CY 26 : Risk’s & Outlook

  • Falling earnings growth…
  • Polarized earnings contribution…(read Financials doing heavy lifting)
  • Fading/pushed forward narrative of high teens to early twenties earnings growth…
  • Ever rising high single digit trade Deficit @ -7.5% of Nominal GDP (Unlike Taiwan, South Korea, Indonesia or China each a rising trade surplus country, far lower P/BV and PER multiples while earnings growth have been north of mid-twenties in CY’25).
  • INR depreciation…
  • War in Middle East effecting supply disruption led inflationary pressure…
  • Early onset of heat wave….
  • Narratives citing historical averages for valuation multiples is under scanner.
  • Aforesaid factors, warrant’s a more elongated time correction/consolidation for Indian equity markets.
  • Upside is likely to be capped for sustainable new highs, till earnings growth surpass valuation multiples. Till then one has to content with breather rallies.
  • However, we believe, Nifty @ 24,500 large part of downside risk is already in the price, however further 5-7% downside on headline index cannot be ruled out in light of evolving crisis in war torn Middle East.
  • Eventually earnings has to justify valuations. Stretching and testing ‘time elasticity’ for valuations to hold good may not be a prudent idea.
  • Though, the jury is wide open as to ‘Whether Narrative of high earnings growth will come, continue to hold premium market valuation in near term Or
  • It becomes a function of valuation multiples driven by realistic growth.
Source: CSEC Research

Opportunities and Avoids

  • The fact that earnings contribution driver were financials while the PAT run-rate for aggregates was far slower at ~10% Cagr, implies the growth opportunities are in broader market.
  • Which is substantiated by aggregate earnings growth of mid and small cap having delivered 17% and 19% PAT Cagr over last 10 years, far better than that of Nifty 50 at ~10% Cagr.
  • On a brighter note average ROE has improved in last two fiscal to ~ 17% from last 10 years average of ~14%.
  • Probable sectors which are likely to beat market earnings growth :
    • Financials (Public & Private Banks + NBFC’s)
    • Defense
    • Metals
    • Automobile and Auto-ancillaries
    • Pharmaceuticals.
  • As far as IT sector is concerned, we believe firm and stickier allocation will happen only when its weightage in earnings contribution begins to rise.
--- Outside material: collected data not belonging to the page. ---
PR #8101, opened 2025-01-17
CI: Build Arm Packages for Debian, Fedora and Opensuse

### LINKED ISSUE #7785: Re-implement Linux ARM64 runners with QEMU

sithlord48:
resolve #7785 

 This happened finally https://github.blog/changelog/2025-01-16-linux-arm64-hosted-runners-now-available-for-free-in-public-repositories-public-preview/

#### Building Arm Packages
  - Debian 13
  - Fedora 41
  - Opensuse tumbleweed

#### Not building arm packages: 

 - Windows
    - Github has not released windows arm runners
 - Arch
    - There is no official archarm image for us to build with . dockerhub's newest is over a year old
 - flatpak 
   - All the parts are in place within the CI job
   - The flatpak builder image we use does not support arm.
   - We need to either set up ubuntu with flatpak builder ourselves or wait for an image.

### DIFF
--- a/.github/workflows/continuous-integration.yml
+++ b/.github/workflows/continuous-integration.yml
@@ -141,8 +141,22 @@ jobs:
             timeout: 20
             config-args: "-G Ninja -DCMAKE_INSTALL_PREFIX=/usr"
 
+          - name: "debian-13-arm64"
+            runs-on: ubuntu-24.04-arm
+            container: debian:trixie-slim
+            like: "debian"
+            timeout: 20
+            config-args: "-G Ninja -DCMAKE_INSTALL_PREFIX=/usr"
+
           - name: "fedora-41-x86_64"
             runs-on: ubuntu-latest
+            container: fedora:41
+            like: "fedora"
+            timeout: 20
+            config-args: "-G Ninja -DCMAKE_INSTALL_PREFIX=/usr"
+
+          - name: "fedora-41-arm64"
+            runs-on: ubuntu-24.04-arm
             container: fedora:41
             like: "fedora"
             timeout: 20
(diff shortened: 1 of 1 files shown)


.github/workflows/continuous-integration.yml
```diff
@@ -141,27 +141,55 @@ jobs:
             timeout: 20
             config-args: "-G Ninja -DCMAKE_INSTALL_PREFIX=/usr"
 
+          - name: "debian-13-arm64"
+            runs-on: ubuntu-24.04-arm
+            container: debian:trixie-slim
```
nbolton, line 146: Oh, we don't need to use `arm64v8/debian:trixie-slim` any more?

sithlord48: nope

.github/workflows/continuous-integration.yml
```diff
@@ -276,7 +304,17 @@ jobs:
...
+    runs-on: ${{matrix.flatpak.runs-on}}
+    strategy:
+      fail-fast: false
+      matrix:
+        flatpak:
+          - runs-on: ubuntu-latest
+            arch: x86_64
+# Action does not provide arm image
+#          - runs-on: ubuntu-24.04-arm
+#            arch: aarch64
```
nbolton, line 317:
```suggestion
# TODO: Action does not yet provide arm image; re-enable when available
#          - runs-on: ubuntu-24.04-arm
#            arch: aarch64
```

nbolton (approved):
Looks good but I think the comment could be improved.

.github/workflows/continuous-integration.yml
sithlord48: done!

nbolton (approved):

And for that to happen IT companies will have to deliver higher earnings growth than that of Nifty 50.
  • Given, the present scenario driven by AI disruption led re-strategizing/skilling/developing/ collaborating it will be a Herculean task for IT companies to beat market earnings growth.
  • It’s a bottoms up market.
  • CY 26 is likely to be a year for stock picker’s rather than secular sectoral trends.
* Note: Graph data is for illustrative purposes.